- Born: Richard Kennedy Vosburgh 27 August 1929 Elizabeth, New Jersey, US
- Died: 18 April 2007 (aged 77) London, England

= Dick Vosburgh =

American-British comedy writer and lyricist (1929–2007)

Richard Kennedy Vosburgh (27 August 1929 - 18 April 2007) was an American-born Grammy and Tony-nominated comedy writer and lyricist, working chiefly in Britain.

==Early life==
Vosburgh was born in Elizabeth, New Jersey, United States. He persuaded his father to let him study at the Royal Academy of Dramatic Art in London (where he met his future wife, Beryl Roques) and won the Comedy Acting prize. He was soon writing for BBC Radio, starting with scripts for Bernard Braden in 1953.

==Career==
In the 60s he moved from radio to television, writing (and occasionally performing onscreen) on television comedy shows like The Frost Report, That Was The Week That Was, We Have Ways of Making You Laugh, Do Not Adjust Your Set, At Last The 1948 Show and How To Irritate People. On all these shows Vosburgh worked alongside members of what was to be Monty Python and he formed lasting friendships with them. He later appeared on one episode of Monty Python's Flying Circus as a bearded Russian spy who fights Lemming of the BDA, played by Eric Idle. Vosburgh also provided the serious-sounding voice-over on the theatrical trailer for the film Monty Python and the Holy Grail.

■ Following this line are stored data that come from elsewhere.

PR #1395, opened 2023-02-27
React_movies-list-filter

07Spirit:
[DEMO LINK](https://07spirit.github.io/react_movies-list-filter/)

### DIFF
--- a/src/App.tsx
+++ b/src/App.tsx
@@ -1,15 +1,61 @@
-import React from 'react';
+import React, { useState } from 'react';
 import './App.scss';
 import { MoviesList } from './components/MoviesList';
 import moviesFromServer from './api/movies.json';
 
 export const App: React.FC = () => {
+  const [query, inputAskEdit] = useState('');
+
+  const inputInfo: React.ChangeEventHandler<HTMLInputElement> = (event) => {
+    inputAskEdit(event.currentTarget.value);
+  };
+
+  const isFinded = (whereSearch: string[], whatSearch: string[]) => {
+    for (let t = 0; t <= whereSearch.length; t += 1) {
+      if (whereSearch[t] === whatSearch[0]) {
+        for (let i = 0; i <= whatSearch.length; i += 1) {
+          if (i === whatSearch.length) {
+            return true;
+          }
+
+          if (whereSearch[t + i] !== whatSearch[i]) {
+            break;
+          }
+        }
+      } else if (t === whereSearch.length) {
+        return false;
+      }
+    }
+
+    return false;
+  };
+
+  const searchHandler = () => {
+    const filterInputAsk = query.trim().toLowerCase().split('');
+    const isClear = query === '';
+    const visibleMovies = isClear
+      ? [...moviesFromServer]
+      : moviesFromServer.filter((oneOfFilms) => {
+        const titleFormatText = oneOfFilms.title.toLowerCase().split('');
+        const descrFormatText = oneOfFilms.description.toLowerCase().split('');
+
+        return isFinded(
+          titleFormatText,
+          filterInputAsk,
+        ) || isFinded(
+          descrFormatText,
+          filterInputAsk,
+        );
+      });
+
+    return visibleMovies;
+  };
+
   return (
     <div className="page">
       <div className="page-content">
         <div className="box">
           <div className="field">
-            {/* eslint-disable-next-line jsx-a11y/label-has-associated-control */}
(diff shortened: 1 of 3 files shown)


src/App.tsx
```diff
@@ -1,15 +1,61 @@
-import React from 'react';
+import React, { useState } from 'react';
 import './App.scss';
 import { MoviesList } from './components/MoviesList';
 import moviesFromServer from './api/movies.json';
 
 export const App: React.FC = () => {
+  const [query, inputAskEdit] = useState('');
```
polosanya, line 7:
```suggestion
  const [query, setQuery] = useState('');
```
set functions should be named just like noun variable, just with "set" prefix

src/App.tsx
```diff
@@ -1,15 +1,61 @@
...
+
+  const inputInfo: React.ChangeEventHandler<HTMLInputElement> = (event) => {
```
polosanya, line 9:
```suggestion
  const handleInputChange: React.ChangeEventHandler<HTMLInputElement> = (event) => {
```

src/App.tsx
```diff
@@ -1,15 +1,61 @@
...
+    inputAskEdit(event.currentTarget.value);
+  };
+
+  const isFinded = (whereSearch: string[], whatSearch: string[]) => {
+    for (let t = 0; t <= whereSearch.length; t += 1) {
+      if (whereSearch[t] === whatSearch[0]) {
+        for (let i = 0; i <= whatSearch.length; i += 1) {
+          if (i === whatSearch.length) {
```
polosanya, line 17: This logic looks too complicated with nested loops.

src/App.tsx
```diff
@@ -1,15 +1,61 @@
...
+  const searchHandler = () => {
+    const filterInputAsk = query.trim().toLowerCase().split('');
+    const isClear = query === '';
+    const visibleMovies = isClear
+      ? [...moviesFromServer]
+      : moviesFromServer.filter((oneOfFilms) => {
+        const titleFormatText = oneOfFilms.title.toLowerCase().split('');
+        const descrFormatText = oneOfFilms.description.toLowerCase().split('');
+
+        return isFinded(
```
polosanya, line 42: Just create a visibleMovies variables that will contain filtered moviesFromServer. You should only check if movie title or movie description includes query, that's all

src/App.tsx
```diff
@@ -20,17 +66,16 @@ export const App: React.FC = () => {
...
                 placeholder="Type search word"
+                value={query}
+                onChange={inputInfo}
               />
             </div>
           </div>
         </div>
-
-        <MoviesList movies={moviesFromServer} />
+        <MoviesList movies={searchHandler()} />
```
polosanya, line 75: You should pass an array of films, not a function there

polosanya (changes requested):
Good job! But for now your solution looks a bit complicated. Let's optimize it. 
Please pay attention to my comments and task description. 
Feel free to ask for help if you have any difficulties)
image

src/App.tsx
07Spirit: Thanks

07Spirit:
My hard drive was crashed, so had a break. :(

src/App.tsx
```diff
@@ -1,15 +1,66 @@
...
+      setVisibleMovies(moviesFromServer);
+    } else {
+      const visibleSingleMovies = moviesFromServer.filter((oneOfFilms) => {
+        const titleFormatText = oneOfFilms.title.toLowerCase().split('');
+        const descrFormatText = oneOfFilms.description
+          .toLowerCase()
+          .split('');
+
+        return (
+          isFinded(titleFormatText, filterInputAsk)
```
witflash, line 44: Why don't you use `includes` method but `for` cycle?
```
const preparedTitle = title.toLowerCase();
const preparedDescription = description.toLowerCase();
const preparedQuery = query.trim().toLowerCase();

return preparedTitle.includes(preparedQuery) || preparedDescription.includes(preparedQuery);
```

witflash (approved):
Well done.
Could you check my comment? Maybe you can simplify your solution.

src/App.tsx
07Spirit: I dont shure about this variant, but my cycle can find overlap. For example, if I write "each", it view form with "each, reach,  eached" etc. But many form find only full word.

07Spirit: Thanks

07Spirit: Your version simply :)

Throughout the 70s he was in the top tier of British comedy writers often partnering with Garry Chambers and Barry Cryer on material, working on the most popular shows of the time like The Two Ronnies, Morecambe and Wise and Who Do You Do? on which he was also script editor. Who Do You Do? pioneered a fast format of cutting between impressionists performing individual jokes against a neutral background which still feels modern today.

From the 70s onwards he wrote for many comedy television shows starring Ronnie Corbett, Ronnie Barker, David Frost, Roy Hudd, Bobby Davro, Frankie Howerd, Bob Monkhouse, Lenny Henry, Tommy Cooper, Freddie Starr and even visiting US stars such as Bob Hope and Joan Rivers.

Late in his career, he made a brief return to radio and worked on material for the radio revival of the Marx Brothers show Flywheel, Shyster and Flywheel.

Vosburgh would often get called in to "gag up" an existing movie script (meaning to add extra jokes to make it funnier), and worked on many films including Up Pompeii, Up the Chastity Belt, Carry On Nurse and Call Me Bwana and the sitcom Tell It to the Marines.

According to legend, he did much of his writing while continuously riding the Circle Line of the London Underground to avoid interruptions.

As a trained actor with a deep American voice living in London, Vosburgh was in demand for voice-over work. He voiced Larry Dart in the cult 1962 children's television show Space Patrol. His voice also appeared on many radio and television ads, for example, it was him saying "Flame-Grilled Whopper!" on Burger King's UK television ads for years. He was the recorded voice of The Grolier Electronic Encyclopedia, one of the first commercial CD-ROM titles.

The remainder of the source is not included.